Türkiye gelir adaletsizliğinde dünyanın önde gelen ülkelerinden biri.

Hani diyorlar ya, "Türkiye'de kriz var ise bu kadar lüks arabayı kim alıyor, bu kadar pahalı restoranlarda kim yemek yiyor" işte bu gelir adaletsizliğinin fotoğrafıdır aslında.

İşin en garip yanı ise bunu savunan kişilerin o arabaya binip, o lüks lokantalarda yemek yiyenlerin olmaması.

Gariban asgari ücretli, ya da 10 bin 50 lira emekli maaşı ile açlık sınırının bile altında yaşayanlar.
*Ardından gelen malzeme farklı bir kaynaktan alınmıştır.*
PR #8407, opened 2019-01-28
[WIPTEST] Update catalogbundle View/Collection.create

mshriver:
View changes have broken the create method's fill of the form. This is impacting ~35 tests, tried to pick one of the shorter ones.

@ganeshhubale please take a look as this is related to the view changes for the entry points in that view.

Not sure that this will completely fix the `create` method, but it should at least resolve the `AttributeError` triggered because of the invalid widget name.

{{ pytest: --long-running -vv --use-provider complete cfme/tests/services/test_catalog_item.py -k test_tagvis_catalog_bundle }}

### DIFF
--- a/cfme/services/catalogs/catalog_items/catalog_bundles.py
+++ b/cfme/services/catalogs/catalog_items/catalog_bundles.py
@@ -18,7 +18,7 @@ class CatalogBundleFormView(ServicesCatalogView):
     @View.nested
     class basic_info(WaitTab):  # noqa
         TAB_NAME = 'Basic Info'
-        included_form = View.include(BasicInfoForm)
+        included_form = View.include(BasicInfoForm, use_parent=True)
 
     @View.nested
     class resources(WaitTab):  # noqa
@@ -73,7 +73,7 @@ class CatalogBundle(NonCloudInfraCatalogItem):
         view = self.create_view(DetailsCatalogItemView, override=updates, wait='10s')
         view.flash.assert_no_error()
 
-
+@attr.s
 class CatalogBundlesCollection(BaseCollection):
     ENTITY = CatalogBundle
 
@@ -95,9 +95,9 @@ class CatalogBundlesCollection(BaseCollection):
             'select_catalog': cat_name,
             'select_dialog': dialog
         })
-        if view.basic_info.field_entry_point.value == "":
-            view.basic_info.fill({'field_entry_point': ''})
-            view.basic_info.tree.click_path(
+        if view.basic_info.provisioning_entry_point.value == "":
+            view.basic_info.fill({'provisioning_entry_point': ''})
+            view.basic_info.modal.tree.click_path(
                 "Datastore", domain, "Service", "Provisioning",
                 "StateMachines", "ServiceProvision_Template", "CatalogItemInitialization")
             view.apply_button.click()


cfme/services/catalogs/catalog_items/catalog_bundles.py
```diff
@@ -95,9 +95,9 @@ def create(self, name, catalog_items=None, catalog=None, description=None, displ
             'select_catalog': cat_name,
             'select_dialog': dialog
         })
-        if view.basic_info.field_entry_point.value == "":
-            view.basic_info.fill({'field_entry_point': ''})
-            view.basic_info.tree.click_path(
+        if view.basic_info.provisioning_entry_point.value == "":
```
ganeshhubale: @mshriver 
- I am agree with you. This issue occurred because of changes for the entry points in ```BasicInfoForm``` view. Also as you said we have fixed ```AttributeError``` for wrong widget names but need to improve ```create``` method.

- According to my observations,
    - While creating ```catalog bundle```: **Provisioning Entry Point** and **Retirement Entry Point** has default values. So this check ```if view.basic_info.provisioning_entry_point.value == "":``` will always return **false**. Hence we don't need this block of code if there is no such condition where we will get  **Provisioning Entry Point** is **None**.
    - Screenshot of catalog bundle basic info view:
cat_bundle_entry

ganeshhubale:
@mshriver 
- As we have already, improved the ```fill``` method of entry points widgets. So in this fix, we can add these entry points in ```  view.basic_info.fill```.
- I improved ```fill``` method as below and it worked as expected locally.
- This will help in future if we want to pass different values for these entry points.
```
default_prov = (
        "/Service/Provisioning/StateMachines/ServiceProvision_Template/CatalogBundleInitialization")
    default_retire = (
        "/Service/Retirement/StateMachines/ServiceRetirement/Default")

    def create(self, name, catalog_items=None, catalog=None, description=None, display_in=None,
               dialog=None, provisioning_entry_point=default_prov, reconfigure_entry_point=None,
               retirement_entry_point=default_retire, domain="ManageIQ (Locked)"):
        # TODO Move this logic into the view, the main obstacle is filling 'catalog_items'
        view = navigate_to(self, 'Add')

        # In 5.10 catalog name is appended with 'My Company'
        cat_name = VersionPicker({
            LOWEST: getattr(catalog, 'name', None),
            '5.10': 'My Company/{}'.format(getattr(catalog, 'name', None))
        }).pick(self.appliance.version)
        view.basic_info.fill({
            'name': name,
            'description': description,
            'display': display_in,
            'select_catalog': cat_name,
            'select_dialog': dialog,
            'provisioning_entry_point': provisioning_entry_point,
            'reconfigure_entry_point': reconfigure_entry_point,
            'retirement_entry_point': retirement_entry_point,
        })

        for cat_item in catalog_items:
            view.resources.fill({'select_resource': cat_item})
        view.add_button.click()
        view.flash.assert_success_message('Catalog Bundle "{}" was added'.format(name))
        view = self.create_view(AllCatalogItemView, wait='10s')
        view.flash.assert_no_error()
        return self.instantiate(name, catalog_items=catalog_items, catalog=catalog,
                                description=description, display_in=display_in, dialog=dialog,
                                domain=domain)

```
Thank you.
Ganesh

mshriver:
@ganeshhubale Thanks! Please open a PR with those changes, and we'll check it out. I'm going to merge the small changes I have here, but look forward to you building on them!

Oysa Türkiye'nin 10 milyonu İsviçre gibi bir yaşam sürüyor, geri kalan 75 milyonu ise Bangladeş gibi

Dedim ya Bangladeş, İsviçre'deki insanların yaşam şartlarına bakıp savunma yapıyor.

Bu imkânsızı AKP başardı.

Buna benzer bir olay da vergide yaşanıyor.

Koca koca şirketlere bakıyorsun, komik komik vergi veriyor. Mesela borsanın ağır toplarından olan bir şirketin ödediği vergiye bakalım:

32 milyar TL kâr eden şirket, 134 milyon TL vergi ödeyecek! 2023 yılında 32 milyar TL kâr eden bu şirketin ödeyeceği vergi 134 milyon TL. Yani kârının yüzde 0,4'ü; bin TL kârın 4 TL'si.

Hemen bakıyorsun dev inşaat şirketlerinin, bankaların ve sigorta şirketlerin vergi borcu siliniyor.

Tüm bunlar olurken devlet İBAN attığı için muslukçu Hasan'ın, berber Mahmut'un peşine düşüyor.

1 ayda hesabına İBAN'dan gelen 5 bin liranın vergisinin peşine koşuyor.

İşin en garibi ise bunu da gariban savunuyor.

Elbette kaçak olmamalı diyerek komşusu esnafı ihbar ediyor. Devletin en az bin liralık gelir kaybını önlüyor(!).